A survey Yahoo! did of 3,300 of its members showed that 62% research online before making a purchase of $200 or more, and 51% research online before making a purchase of less than $200.

"If you are a consumer today, you are not abandoning one medium for another-you're looking at all media," said Michael Schornstein, category development officer-retail at Yahoo!

The electronic inserts are remarkably un-Internet-like. They are, in fact, identical representations of their offline siblings. Readers can thumb from one page to the next the way they peruse pages in a newspaper.

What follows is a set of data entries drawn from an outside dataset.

PR #8665, opened 2019-01-29
PR: Move config pages of missing plugins to their own modules

ccordoba12:
This is just more refactoring to make it easier to find where the config pages of all modules are located.


goanpeca:
@ccordoba12 it might be better to use `git move` so that history is preserved

ccordoba12:
I'm moving part of the `plugin.py`'s files to a new file, not the entire file itself. That's why I didn't use `git mv`.

Rafa said he was using a trick for this but I couldn't find a simple and good enough solution myself.

CAM-Gerlach:
> it might be better to use git move so that history is preserved, since these are renames

I thought there was no functional difference between ``git mv`` and moving it with the OS and then adding both, since git tracks moves heuristically via contents as opposed to some bespoke system? Or are you referring to some script/plugin actually called ``git move``?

Interactive elements are a click away, however, enabling the user to zoom in and examine particular products, perform a search-engine-type search for a certain item or build a shopping list that can be printed out and carried to the mall or carried through to an e-commerce transaction. Visitors see the circular for the retailer in their area after they type in their zip code.

That paper-and-glue-type creative works, said Katherine Cusack, VP-consumer marketing at Staples, which runs banners for the chain's circulars on Yahoo! sites, on crossmedia.com and its network of newspaper sites, MSN, iVillage and others. "The circulars appeal to customers who are looking at the circular offline and customers researching online."

But are the online circulars a threat to newspapers? Yahoo! claims they enhance the retailer's offline presence, and Ms. Cusack concurred, pointing out that Staples has not reduced its newspaper advertising.

readership declines

While Web usership has skyrocketed, Sunday newspaper readership has declined steadily-falling from 68% of the population in 1998 to 63% in 2002, according to the Newspaper Association of America.

"Newspapers are losing readers, but so is every other medium," said David Cole, editor of News Inc., a newsletter about the newspaper business. "I don't think retailers are going to stop advertising in newspapers because there is a Web."

Newspapers, with their thousand-fold sales force, can offer offline/online deals that portals like Yahoo! cannot, Mr. Cole said. Plus, consumers don't think about going to Yahoo! to check out local stores.

True, said David Hallerman, senior analyst at online-research firm, eMarketer. "But consumers don't think about researching products by going to their local newspaper."

In addition to Yahoo's greater reach, Mr. Schornstein said the portal's Internet prowess gives it an edge. Yahoo! can reach retailers' target audiences by slicing and dicing its member registration data and behavioral data it gathers on Yahoo! sites. It can also append its data against retailer's customer lists to refine a particular campaign for a marketer.

Newspapers are old hands with online advertising, said Tim Landon, president of Tribune interactive and classified, pointing to job site CareerBuilder and auto marketer Cars.com, both of which Tribune Co. co-owns. But, he conceded, "We understand the importance of the portals-we'd certainly like to work with them."

Perhaps the answer is that the traditional and online media need each other. Mr. Hand hinted that a CrossMedia deal with a major portal is in the offing. He wouldn't say which one, but the deal will surely heat up the online circular competition.